Again I think it’s something to do with being stuck between belonging and not, between comfort and anxiety. Hotel rooms echo that state. They’re this fantastic blank canvas that you enter – this room is yours, and presumably you can be totally yourself in it. Yet it’s not your room, and there’s the residue of thousands of other people feeling exactly the same thing when they open the door and see that freshly made bed. This sense of constant ghostly transience. There and not there. It’s comforting and terrifying all at once.
I think we’re seeing a pattern here, I’m either comfortably terrified or terrifyingly comfortable…

 I love your portraits. Especially the headshot ones, they are all very expressive and they have a feel of movie casting. It is like there is a psychological battleground going on.How do you approach the human element in photography?

Again I think it might be the same way I look at everything – a mix of joy and angst. I’m probably looking around for that in other faces. Sometimes when you hit the right note with a face there’s something otherworldly, this look that speaks to the idea that we’ve nearly got our hands around something but it’s just out of reach. When you hit it right I think you get a little glimpse of the mystery, and I’m not keen on locking mystery down because I think it should stay mysterious. I think that’s ultimately what makes my mouth drop open in wonder all the time, whether it’s seeing a face or a place – that fabulous mystery we’re all in that we don’t have a hope in hell of getting a firm grasp of. And neither should we.

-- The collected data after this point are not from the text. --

PR #1795, opened 2026-03-26
docs: restore missing 3.0.0 Helm chart entries in index.yaml

PhilipSchmid:
Upstream commit 38373ce accidentally dropped the 3.0.0 entries for both splunk-operator and splunk-enterprise from [docs/index.yaml](https://splunk.github.io/splunk-operator/index.yaml) while publishing 3.1.0, which breaks existing installation automations that refer to 3.0.0. The 3.0.0 chart tarballs are still available at their direct URLs (e.g., https://splunk.github.io/splunk-operator/splunk-operator-3.0.0.tgz), so the index should reference them.

Restored entries:
- splunk-operator 3.0.0 (digest bd318b1f, URL splunk-operator-3.0.0.tgz)
- splunk-enterprise 3.0.0 (3 entries with digests ae82f6c8, 9a4133ae, db8d639d, all pointing to splunk-enterprise-3.0.0.tgz)

### DIFF
--- a/docs/index.yaml
+++ b/docs/index.yaml
@@ -56,6 +56,88 @@ entries:
     - https://splunk.github.io/splunk-operator/splunk-enterprise-3.1.0.tgz
     version: 3.1.0
   - apiVersion: v2
+    appVersion: 3.0.0
+    created: "2025-09-22T12:48:31.589008-07:00"
+    dependencies:
+    - condition: splunk-operator.enabled
+      name: splunk-operator
+      repository: file://splunk-operator/helm-chart/splunk-operator
+      version: 3.0.0
+    description: A Helm chart for Splunk Enterprise managed by the Splunk Operator
+    digest: ae82f6c8edee4d827817fe6c9c6447c422a03c59595a0f6e779cef847a83b611
+    maintainers:
+    - email: vivekr@splunk.com
+      name: Vivek Reddy
+    - email: rlieberman@splunk.com
+      name: Raizel Lieberman
+    - email: patrykw@splunk.com
+      name: Patryk Wasielewski
+    - email: igorg@splunk.com
+      name: Igor Grzankowski
+    - email: kkoziol@splunk.com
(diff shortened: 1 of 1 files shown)


PhilipSchmid:
I have read the CLA Document and I hereby sign the CLA

PhilipSchmid:
I have read the Code of Conduct and I hereby sign the COC

docs/index.yaml
```diff
@@ -55,6 +55,88 @@ entries:
...
+    - email: igorg@splunk.com
+      name: Igor Grzankowski
+    - email: kkoziol@splunk.com
+      name: Kasia Kozioł
+    name: splunk-enterprise
+    type: application
+    urls:
+    - https://splunk.github.io/splunk-operator/splunk-enterprise-3.0.0.tgz
+    version: 3.0.0
+  - apiVersion: v2
```
vivekr-splunk, line 84: This adds multiple conflicting `splunk-enterprise` entries for version `3.0.0` that all point to the same chart URL. In the checked-out branch there are now three `3.0.0` entries under `entries.splunk-enterprise`; only the first digest (`ae82f6...`) matches `docs/splunk-enterprise-3.0.0.tgz`, while the later ones have different digests, and one of them even carries `appVersion: 2.8.1`. From a Helm repo consumer point of view, that leaves the index ambiguous and partially incorrect, so I don’t think this is safe to merge as-is.

vivekr-splunk (changes requested):
I found one blocking issue in the restored Helm repo metadata.

vivekr-splunk (commented):
This also looks duplicate/superseded by the later Helm 3.0.0 index-restore PRs in the repo. I would consolidate on a single corrected restore PR instead of merging multiple overlapping attempts in this area.

PhilipSchmid:
Ah, perfect, then let's leave it to the other PR from one of your colleagues to address it. 😄 

https://github.com/splunk/splunk-operator/pull/1832

PR #1796, opened 2026-03-26
Added needed infra setup + pgcluster integration test base

M4KIF:
### Description

- added a synchronous reconciler calls based integration test for the pgcluster controler
- checks expected state of: secrets, finaliser addtion, objet refs, spec drift, invalid setup.

### Key Changes

- pgcluster integration tests

### Testing and Verification

- tests run using `make test` out of the source root.

### Related Issues

### PR Checklist

- [x] All tests pass locally.

### DIFF
--- a/internal/controller/suite_test.go
+++ b/internal/controller/suite_test.go
@@ -1,5 +1,5 @@
 /*
-Copyright (c) 2018-2022 Splunk Inc. All rights reserved.
+Copyright 2026.
 
 Licensed under the Apache License, Version 2.0 (the "License");
 you may not use this file except in compliance with the License.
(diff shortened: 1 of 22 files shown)


internal/controller/suite_test.go
```diff
@@ -19,155 +19,140 @@ package controller
...
+	var err error
+	err = enterprisev4.AddToScheme(scheme.Scheme)
+	Expect(err).NotTo(HaveOccurred())
+	err = cnpgv1.AddToScheme(scheme.Scheme)
+	Expect(err).NotTo(HaveOccurred())
+
+	// +kubebuilder:scaffold:scheme
 
+	By("bootstrapping test environment")
+	cnpgCRDDirectory, err := getCNPGCRDDirectory()
```
mploski: we should not leak anything specific to cnpg to this file as cnpg is low level details.

mploski: why do we need this function?

internal/controller/suite_test.go
```diff
@@ -19,155 +19,140 @@ package controller
...
+			return filepath.Join(basePath, entry.Name())
+		}
 	}
-	if err := (&IndexerClusterReconciler{
-		Client: k8sManager.GetClient(),
-		Scheme: k8sManager.GetScheme(),
-	}).SetupWithManager(k8sManager); err != nil {
-		Expect(err).NotTo(HaveOccurred())
-	}
-	if err := (&IngestorClusterReconciler{
```
mploski, line 137: why we did removed it?

internal/controller/suite_test.go
```diff
@@ -1,5 +1,5 @@
 /*
```
mploski, line 1: we dont own this file I'd leave it alone or just make the simplest changes possible

internal/controller/suite_test.go
M4KIF: So If we need to setup the env for the pgcluster controller, ie. setup It's dependency we should try to place It into the cluster setup fixture. That maybe trivial, Is that possible? ie. isn't the state of the k8s api and test env decided before the we pass down to per test fixtures?
Ie. lets compare It to the database transaction, isn't the "state" transaction already committed when we would try and alter It? (state stabilised and we try to append cnpg "resource"?)

In general I agree and hope that's possible to do

M4KIF: tbh, I haven't yet tried to minimise It. And tbh, I didn't exactly understand what happens here. So preparing cngp requires us to have the path of the cnpg(?).
Which is available as a go module, and the method tries to retrieve the path to cnpg "CRD"'s(?) which could or couldn't be available in the GOPATH. And statements in this method try to be as universal as possible by trying to consider every possible way this module is placed in the filesystem.

M4KIF: after another round of reading I'm trying to use more domain specific language. Please correct me whenever I talk gibberish.

internal/controller/suite_test.go
M4KIF: my bad, was too focused on reaching sort of executability of the tests. Linked the cnpg and missed a change made.

limak9182 (approved):

DmytroPI-dev (approved):

DmytroPI-dev (commented):
Don't forget to stash commits 😸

 I have read your bio and you are a jack of all trades. Writer, board games developer and a wooden saxophone inventor! How did you start photography and what part does it fulfill?

It started as therapy to be honest. I picked up a camera and joined Instagram simultaneously. Screenwriting and producing is such a long, arduous process, you can never tell if there’s ever going to be a result, it takes years and years to even get to the stage where something is real, by which time it’s kind of dead to you because you’ve worked it into the ground. It’s tough, because you create things in order to share them, and with film the act of sharing takes forever, and you’re exhausted and over it by the time you actually share it. And so I picked up this camera, just shot what I was feeling and posted it.
It’s immediate. There’s a tangible creative result to the thought/emotional process you just had. There’s this instant reaction and feedback. This instant communication. And that’s such a contrast to what I do with movies. And then the more pictures I took the more I felt a responsibility to look more carefully, clearly and deeply, because hey, you’re communicating with people, and you owe them.
So it’s ended up being this wonderful process that feeds back into the other things I do – taking more care, feeling the world more deeply, and posting visual dispatches.